Lotta alle mafie e pratiche concrete
Democrazia, lavoro, scuola, territori: a Cinisi tre giorni di confronto nel segno di Peppino Impastato
Dal 7 al 9 maggio, a Cinisi (PA), presso l’Hotel Magaggiari, si terrà l’iniziativa di dibattito e riflessione promossa dall’Area siciliana della CGIL “Le Radici del Sindacato”. Un appuntamento che, pur radicato in Sicilia, ha ormai assunto un chiaro respiro nazionale, grazie alla qualità delle presenze e alla centralità dei temi affrontati.
Inserita nel quadro delle giornate di commemorazione di Peppino Impastato, l’iniziativa si sviluppa lungo la traccia del suo impegno civile e politico, in stretto rapporto con l’esperienza di Casa Memoria Felicia e Peppino Impastato. Non si tratta soltanto di un momento celebrativo, ma di un’occasione concreta di confronto sui nodi della democrazia, del lavoro, della scuola e dei territori.
Da diversi anni, questo appuntamento rappresenta un momento politico fondamentale per l’Area: uno spazio di discussione sui temi sindacali e sull’attualità, ma anche un’occasione per fare il punto dentro la CGIL stessa, grazie alla partecipazione di dirigenti, studiosi e rappresentanti istituzionali.
La mattina del 7 maggio si apre con il modulo “Grandi opere, democrazia, territori”, che affronta una questione centrale: il rapporto tra sviluppo e qualità della democrazia. Le grandi opere non vengono analizzate soltanto come interventi infrastrutturali, ma come scelte politiche che incidono profondamente sui territori, spesso senza adeguati processi partecipativi. Il tema posto è quello di un modello di sviluppo che non può prescindere dalla trasparenza, dal coinvolgimento delle comunità e dalla tutela dei diritti.

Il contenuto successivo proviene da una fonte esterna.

PR #345, opened 2026-05-17
security: add auth failure alerting

### LINKED ISSUE #329: Security: Add alerting on repeated authentication failures
## Category
A9 — Security Logging and Monitoring Failures (OWASP)

## Finding
Auth failures (invalid signatures, expired tokens, chat_id mismatches) are logged at WARNING level but not escalated. An attacker probing with forged tokens would generate warnings nobody sees in real-time.

## Location
- `src/api/routes/onboarding/helpers.py:46` — chat_id mismatch warning (no escalation)
- `src/utils/webapp_auth.py` — raises ValueError on auth failure (no logging at all)

## Recommendation
1. Add in-memory failure counter keyed by IP or user_id
2. Send Telegram alert to `ADMIN_TELEGRAM_CHAT_ID` when threshold exceeded (e.g., 5 failures in 10 min)
3. Log all auth failures from `webapp_auth.py` — not just chat_id mismatches
4. Consider temporary IP blocking after threshold (ties into rate limiting)

## Verification
- Simulate 5+ failed auth attempts — verify admin notification fires
- Failure counter resets after cooldown
- Logs include source IP, user_id, and failure reason

chrisrogers37:
## Summary

- Adds in-memory auth failure tracking per source IP with a 10-minute sliding window (`src/utils/auth_monitor.py`)
- When 5 failures accumulate from the same source, sends a Telegram alert to `ADMIN_TELEGRAM_CHAT_ID`
- Integrates monitoring into onboarding auth helpers — all auth failures now log source IP + failure reason
- Expired window entries auto-prune on each check; alert fires once at threshold (not on every subsequent failure)

Closes #329

## Files changed

| File | Change |
|------|--------|
| `src/utils/auth_monitor.py` | New — failure counter, sliding window, Telegram alerting |
| `src/api/routes/onboarding/helpers.py` | Wire auth monitor into `_validate_auth` and `_validate_request`; add IP extraction |
| `tests/src/utils/test_auth_monitor.py` | 9 tests covering threshold logic, window expiry, alert delivery, independent source tracking |
| `CHANGELOG.md` | Security entry for #329 |

## Design decisions

- **In-memory dict** (no Redis) — simple, sufficient for single-process deployment, no new dependencies
- **`request` parameter is optional** (`None` default) — existing call sites unchanged, IP shows as "unknown" when not passed. Avoids a massive mechanical diff touching 30+ route functions.
- **Alert fires once at threshold** — prevents alert spam when an attacker keeps hitting after detection
- **Sync httpx for alerting** — auth validation is already sync; keeps it simple vs spawning async tasks

## Test plan

- [x] 9 new tests pass (threshold logic, window expiry, independent sources, reset, alert delivery, alert failure handling)
- [x] 10 existing `test_webapp_auth.py` tests still pass
- [ ] Manual: verify Telegram alert arrives when threshold is hit in staging


chrisrogers37 (commented):
**Verdict: Mechanical fixes**

Reviewed: IP keying, threshold logic, Telegram config, all auth paths in helpers.py, thread safety, window expiry, test coverage, CHANGELOG.

**What holds up:**

- IP-keyed counter: `_failures` dict keyed by `source` (IP from `request.client.host`). User-id switching cannot inflate a different bucket. ✓
- Threshold: `count == FAILURE_THRESHOLD` fires exactly once at 5. Subsequent failures skip the alert. ✓
- Telegram config: `settings.TELEGRAM_BOT_TOKEN` and `settings.ADMIN_TELEGRAM_CHAT_ID` — no hardcoded values. ✓
- Auth paths: Checked full `helpers.py` on branch. Two-path structure is `try validate_init_data → except → try validate_url_token → except → record_failure`. Monitor fires exactly when both paths exhausted — i.e., a genuine auth failure. Correct design. ✓
- Window expiry: `cutoff = now - WINDOW_SECONDS`, prune on each `record_failure` call. Sliding window, not fixed bucket. No permanent blocks. ✓
- Thread safety: `threading.Lock()` wraps read-modify-write of `_failures`. Lock released before `_send_alert`. Exactly one thread sees `count == 5` — "fires once" invariant holds under concurrency. ✓
- Tests: 9 tests covering all mandated scenarios (threshold, window expiry, independent sources, reset, alert delivery, alert failure). ✓
- CHANGELOG: present under `### Security`. ✓

**Required fix:**

**`_client_ip` uses `request.client.host` — broken behind a reverse proxy.**

`src/api/app.py` on this branch has no `ProxyHeadersMiddleware` and no `X-Forwarded-For` / `X-Real-IP` handling. In a typical deployment behind nginx or gunicorn as a proxy, `request.client.host` returns the proxy's loopback IP (`127.0.0.1` or similar) for every request — all failures accumulate against the same source key, triggering one false alert at the 5th failure ever, then going silent. The per-IP discrimination the feature promises doesn't exist in production.

Fix: either add `ProxyHeadersMiddleware` (Starlette built-in, safe when behind a known trusted proxy) or expand `_client_ip` to check `X-Forwarded-For` / `X-Real-IP` headers with a trusted-proxy guard. The former is one line; the latter requires documenting the proxy trust assumption.

If this deployment has direct connections (no proxy), this doesn't matter — but it should be verified and documented either way.

**Two minor notes (not blocking):**

1. `_send_alert` is synchronous in the request path — blocks the worker thread for up to 5 seconds (httpx timeout) if Telegram is slow. Only fires at count==5 so the UX impact is narrow (the attacker's 5th failure is slow; legitimate users only hit this in an unlikely 5-failure scenario). True fire-and-forget needs `threading.Thread(target=_send_alert, ..., daemon=True).start()`. Acceptable deferral for now.

2. When an initData HMAC forgery is attempted, the auth monitor records the URL-token error message as the reason (the outer ValueError is swallowed before the inner try). Alert text says "invalid URL token" for what was actually an initData attack. Minor mislead; no security impact.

Nel pomeriggio, il modulo “La CGIL che verrà” rappresenta uno snodo politico cruciale. Qui si concentrerà la riflessione sulle trasformazioni necessarie dell’organizzazione sindacale: la capacità di rappresentare il lavoro che cambia, la necessità di rafforzare la presenza nei territori e nei luoghi di lavoro, l’urgenza di un ammodernamento degli assetti organizzativi. Sarà un momento di confronto diretto con le militanti e i militanti su scelte non più rinviabili.

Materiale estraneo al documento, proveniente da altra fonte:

PR #346, opened 2026-05-17
feat: support encryption key rotation for stored tokens

### LINKED ISSUE #326: Security: Support encryption key rotation for stored tokens
## Category
A2 — Cryptographic Failures (OWASP)

## Finding
`TokenEncryption` uses a single Fernet key (`ENCRYPTION_KEY`). If the key needs to be rotated (compromise, employee departure, policy), all encrypted tokens in `api_tokens` become undecryptable. No migration path exists.

## Location
- `src/utils/encryption.py` — single-key Fernet cipher, no versioning
- `api_tokens` table — no key version metadata

## Recommendation
Implement `MultiFernet` for key rotation:

```python
from cryptography.fernet import Fernet, MultiFernet

class TokenEncryption:
    def __init__(self):
        keys = settings.ENCRYPTION_KEYS  # comma-separated, newest first
        fernets = [Fernet(k.encode()) for k in keys.split(",")]
        self._cipher = MultiFernet(fernets)
```

`MultiFernet` encrypts with the first key and decrypts by trying all keys in order. Rotation workflow: generate new key → prepend → deploy → re-encrypt all tokens → remove old key.

## Verification
- Rotate key in staging: old tokens still decrypt, new tokens use new key
- After re-encryption, remove old key — all tokens still work

chrisrogers37:
## Summary

- Switch `TokenEncryption` from single-key `Fernet` to `MultiFernet` for zero-downtime key rotation
- Add `ENCRYPTION_KEYS` env var (comma-separated Fernet keys, newest first); falls back to `ENCRYPTION_KEY` for backward compat
- Add `storydump-cli rotate-keys` CLI command that re-encrypts all `api_tokens` rows with the current primary key
- Add `TokenEncryption.rotate()` method delegating to `MultiFernet.rotate()`

Fixes #326

## Rotation workflow

1. Generate new key: `python -c "from src.utils.encryption import TokenEncryption; print(TokenEncryption.generate_key())"`
2. Prepend to `ENCRYPTION_KEYS` in `.env`: `ENCRYPTION_KEYS=NEW_KEY,OLD_KEY`
3. Deploy (new tokens encrypt with new key; old tokens still decrypt via MultiFernet)
4. Run `storydump-cli rotate-keys` to re-encrypt all tokens with the new primary key
5. Remove old key from `ENCRYPTION_KEYS`

## Test plan

- [x] All 15 existing encryption tests still pass (no regressions)
- [x] 10 new tests covering key rotation scenarios:
  - `ENCRYPTION_KEYS` takes precedence over `ENCRYPTION_KEY`
  - Old-key tokens decrypt after new key is prepended
  - New tokens encrypt with the primary (first) key
  - `rotate()` re-encrypts with the primary key
  - Error handling: empty string, corrupted data, no matching key
  - Whitespace/trailing comma handling in `ENCRYPTION_KEYS`
  - Single-key backward compatibility roundtrip


chrisrogers37 (commented):

Two issues. One is a real operational safety bug; one is a dead-code / wrong-docstring pair.

---

## Issue 1 (blocking) — no warning to keep old keys when rotation partially fails

`cli/commands/tokens.py`, `rotate_keys()`:

```python
if failed == 0 and rotated > 0:
    console.print(
        "\n[dim]All tokens now use the primary key. "
        "Old keys can be removed from ENCRYPTION_KEYS.[/dim]"
    )
```

The "old keys can be removed" message only fires on full success. When `failed > 0 and rotated > 0`, the command exits silently — no guidance at all. An operator who sees "Rotated: 50 / Failed: 2" and assumes partial success means "almost done, clean up the old key" will make those 2 tokens permanently undecryptable. MultiFernet cannot decrypt a token if no configured key matches; there is no recovery path.

Fix: add an explicit warning on partial failure:

```python
if failed > 0:
    console.print(
        f"\n[red]Rotation incomplete: {failed} token(s) could not be re-encrypted. "
        "Keep all keys in ENCRYPTION_KEYS until rotation completes successfully.[/red]"
    )
elif rotated > 0:
    console.print(
        "\n[dim]All tokens now use the primary key. "
        "Old keys can be removed from ENCRYPTION_KEYS.[/dim]"
    )
```

---

## Issue 2 — `rotate()` docstring is wrong; `skipped` counter is dead code

`src/utils/encryption.py`, `rotate()` docstring:

> Returns the original ciphertext unchanged if it was already encrypted with the primary key (MultiFernet.rotate handles this).

This is incorrect. `MultiFernet.rotate()` always re-encrypts — it decrypts with whichever key matches, then calls `_encrypt_from_parts(plaintext, int(time.time()), os.urandom(16))` with a fresh IV and new timestamp. The output ciphertext is never byte-for-byte identical to the input.

Consequence: in `rotate_keys()`, `if new_value != token.token_value` is always `True` for any valid ciphertext (Fernet IVs are random). The `skipped` counter will always be 0 and the "Already on primary key: N" message never appears. Every run re-encrypts every token, even tokens already on the primary key.

Fix: remove the dead comparison. If idempotency matters for large tables, you'd need to track which sub-Fernet decrypted the token — that's a bigger change. Minimum: remove the wrong docstring claim and the unreachable skipped branch:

All’interno di questo spazio è prevista anche la proiezione del docufilm “Il prezzo della legalità”, che affronta il tema degli abusi legati al Decreto Flussi, mostrando come lo sfruttamento del lavoro e la violazione dei diritti si intreccino con le dinamiche dell’illegalità.

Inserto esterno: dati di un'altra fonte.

PR #354, opened 2026-05-17
fix: scheduler catch-up after restart

chrisrogers37:
## Summary

Fixes #349 — scheduler never catches up after restart.

**Problem:** When the worker restarts, `last_post_sent_at` is stale in the DB. The scheduler fires one overdue post, then sets `last_post_sent_at = now`, which skips all the missed slots. With 15 PPD across a 13h window (~52 min intervals), frequent deploy restarts compound missed posts.

**Fix:** Added `_compute_catchup_sent_at()` — when behind by >= 2 intervals, it advances `last_post_sent_at` by one interval instead of jumping to `now`. This way each 60s tick fires one catch-up post, and the next tick re-evaluates. Gradual catch-up until current, no flooding.

- `last_post_sent_at` is DB-backed (`chat_settings` table) — survives restarts, no issue there
- Lazy sessions from #342 don't affect the scheduler query path — verified
- Catch-up fires are logged with slot count + timestamps for Railway observability

## Changes

- `src/services/core/scheduler.py` — Added `_compute_catchup_sent_at()`, threaded `sent_at_override` through `process_slot` → `_select_and_send` → `_auto_approve`
- `tests/src/services/test_scheduler.py` — 9 new tests covering catch-up detection, override propagation, boundary conditions

## Test plan

- [x] All 57 scheduler tests pass (including 9 new catch-up tests)
- [ ] Deploy to Railway staging and verify `[catchup]` log lines appear after simulated restart with stale `last_post_sent_at`
- [ ] Verify normal cadence resumes after catch-up completes (no permanent acceleration)

### DIFF
--- a/CHANGELOG.md
+++ b/CHANGELOG.md
@@ -10,6 +10,7 @@ and this project adheres to [Semantic Versioning](https://semver.org/spec/v2.0.0
 ### Fixed
 
 - **Railway health check killing deployments** — Added `/health` endpoint to the web process (`GET /health` → 200, no auth). Configured `railway.toml` with `healthcheckPath = "/health"` and `healthcheckTimeout = 30` so Railway's health checker hits a real endpoint instead of timing out and tearing down the service. The worker process (Telegram bot + scheduler) runs as a separate Railway service with no HTTP binding — it does not need an HTTP health check. Closes #347, #350.
+- **Scheduler catch-up after restart** — When the worker restarts after missing posting slots, the scheduler now gradually catches up instead of skipping missed posts. Detects when `last_post_sent_at` is behind by >= 2 intervals and advances it by one interval per tick (instead of jumping to now), so each 60s tick fires one catch-up post until the schedule is current. Logs catch-up events with slot count and timestamps for Railway observability. (#349)
 
 ### Added
 
--- a/src/services/core/scheduler.py
+++ b/src/services/core/scheduler.py
@@ -1,6 +1,6 @@
 """Scheduler service - JIT posting schedule with per-slot media selection."""
 
-from datetime import datetime, timezone
+from datetime import datetime, timedelta, timezone
 from typing import Optional, List, Union
 import random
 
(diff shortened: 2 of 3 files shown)


chrisrogers37 (commented):

Logic is correct, override is threaded cleanly through both post paths, tests are real. One observation worth noting but not blocking.

---

## Core logic verified

**`_compute_catchup_sent_at`** — returns `last_sent + interval` when `elapsed >= 2 * interval_seconds`, `None` otherwise. This is the right threshold: one interval overdue is a normal late fire (don't interfere); two intervals overdue means we missed a slot (catch-up mode).

**No-flood constraint** — even when behind by many intervals, returns exactly one interval's worth of advancement per call. The next tick re-evaluates from the newly-written `last_post_sent_at`. One post per tick until caught up. ✓

**Override threading** — `sent_at_override` reaches both write sites:
- Telegram path: `sent_at_override or datetime.now(timezone.utc)` ✓
- `_auto_approve` path: `sent_at_override or now` ✓

**Failure case** — if `send_notification` returns False, `update_last_post_sent_at` is NOT called. `last_post_sent_at` stays stale. Next tick re-fires catch-up. Correct — don't advance the clock for a post that didn't send. ✓

**Window boundary** — `_compute_catchup_sent_at` is only called after `is_slot_due` returns non-False, which already gates on `_in_posting_window`. Catch-up can't fire outside the window. ✓

**`last_post_sent_at` persistence** — DB-backed, pre-existing. No regression here. ✓

**History record** — `_auto_approve` still records `posted_at = now` (actual wall clock) while `last_post_sent_at` is set to the override. That's correct: history reflects when the post actually happened; the schedule counter reflects how far we've caught up. ✓

---

## Mutation test

Removed `_compute_catchup_sent_at` mentally (always returns `None`) — `test_process_slot_passes_catchup_override` fails on `assert call_kwargs["sent_at_override"] == last_sent + timedelta(hours=4)`. Tests are not decoys. ✓

Removed `sent_at_override` from `update_last_post_sent_at` call in `_select_and_send` — `test_catchup_uses_override_for_last_post_sent_at` fails. ✓

Removed the `>= 2 * interval_seconds` threshold — `test_no_catchup_when_on_schedule` and `test_no_catchup_when_exactly_one_interval` both fail (would return an override instead of None). ✓

---

## One thing worth noting (not blocking)

`_compute_catchup_sent_at` re-derives `interval_seconds` independently from `is_slot_due`, which already computed it a few lines earlier in `process_slot`. They use the same inputs so they can't diverge, but the duplication is a future maintenance trap if the interval formula ever changes. Extracting `_compute_interval_seconds(chat_settings)` would make both callers pull from one place. Not blocking; just flag it the next time you're in this file.

---

## Test coverage vs mandate

- Normal cadence (not catching up): `test_no_catchup_when_on_schedule`, `test_process_slot_no_override_when_on_schedule` ✓
- Catch-up after downtime: `test_catchup_when_behind_two_intervals`, `test_process_slot_passes_catchup_override` ✓
- No-flood constraint (one interval per tick regardless of how far behind): `test_catchup_advances_by_one_interval_only` ✓
- `last_post_sent_at` uses override not now: `test_catchup_uses_override_for_last_post_sent_at`, `test_auto_approve_uses_catchup_override` ✓
- Edge: `last_post_sent_at = None` (first-ever post): `test_no_catchup_when_last_sent_is_none` ✓
- Boundary: exactly one interval elapsed → no catch-up: `test_no_catchup_when_exactly_one_interval` ✓
- CHANGELOG entry: present ✓

All mandate items covered. Ship it.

L’8 maggio si aprirà con il modulo “Crisi, democrazia e scuola”, che porrà al centro una riflessione critica sui processi autoritari e impositivi che stanno caratterizzando la nuova gestione della scuola. Un modello che rischia di comprimere gli spazi democratici, marginalizzare il ruolo delle comunità educanti e ridurre l’autonomia didattica e culturale. La discussione metterà in evidenza la necessità di difendere la scuola pubblica come presidio democratico e luogo di partecipazione, contro derive centralistiche e logiche gerarchiche.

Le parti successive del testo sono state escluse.